Extreme value theory-based P values in time series outlier detection

This thesis examines how extreme value theory can aid in obtaining approximate P values for a class of outlier detection algorithms in time series analysis (Chang et al. 1988). Additive and innovational presses are added to the set of perturbations commonly considered. Chapter 1 makes the case for both changes. Chapter 2 presents outlier detection in an intervention analysis framework. This leads to outlier effect estimates based on linear regression. Since the estimates are a dependent Gaussian process, the asymptotic distribution of their maximum can be obtained using Extreme Value Theory. Berman's condition (Leadbetter et al. 1983) is shown to hold for innovational perturbations, which were chosen due to their tractability; this is used to establish that the outlier detection test statistic has the same asymptotic Gumbel distribution it would have if the tests statistics were independent.
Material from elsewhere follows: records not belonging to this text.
PR #69, opened 2019-02-18
Add some Nat properties and ordering on Nat

dolio:
I've been trying to prove that the ordering is a proposition, but haven't figured out how yet.

I've also been fooling around with using the ordering in a couple different ways to define finite sets, since indexed inductive definitions aren't available yet.

Thoughts?

### DIFF
--- a/Cubical/Data/Int/Properties.agda
+++ b/Cubical/Data/Int/Properties.agda
@@ -31,7 +31,7 @@ open import Cubical.Foundations.Equiv
 open import Cubical.Foundations.HLevels
 
 open import Cubical.Data.Empty
-open import Cubical.Data.Nat hiding (_+_ ; +-assoc)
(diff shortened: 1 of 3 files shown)


mortberg:
If you want to prove that <= is prop valued then you need to note that the k in <= is unique and then use the characterization of equality in Sigma types where the second component is a proposition: https://github.com/agda/cubical/blob/master/Cubical/Foundations/HLevels.agda#L98

mortberg:
PS: You will also need to use that nat is a set.

dolio:
Okay, that was the piece I needed. It's added now.

3abc:
CI failed. You need to rename the `+-comm` for integers.

dolio:
Okay. I tried running the check locally, but it failed on other stuff (constraint solving cubical stuff, I think). I'll try to get things fixed up.

Saizan:
@dolio things built fine here, so I renamed `+-comm` and merged.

Chapter 3 examines the quality of the asymptotic distribution for finite samples, in the presence of varying degrees of dependence. Five methods to correct for dependence are presented: Hsing's trivariate approximation (McCormick and Reeves 1988), improved Bonferroni bounds (Worsley 1982), estimates of the error in the Gumbel approximation (Rootzen 1983), a probability generating function approach (McCormick and Reeves 1988), and a cluster index (Hsing et al. 1996). The approximations are compared in an example and in a Monte Carlo study. In Chapter 4, the Chen and Liu (1993) outlier detection algorithm is modified to detect presses and to base detection on P values based on the McCormick and Reeves correction. The performance of the modified algorithm is assessed via simulation, and by analyzing three actual time series. Outlier detection based on P values which reflect the dependence structure of the perturbations and the particular ARMA structure being modelled is found to compare favorably with existing methods, which rely on fixed thresholds. However, the computation of the approximate P values runs into occasional numerical problems, particularly for large (n = 250) sample sizes. Chapter 5 lists conclusions and directions for future work.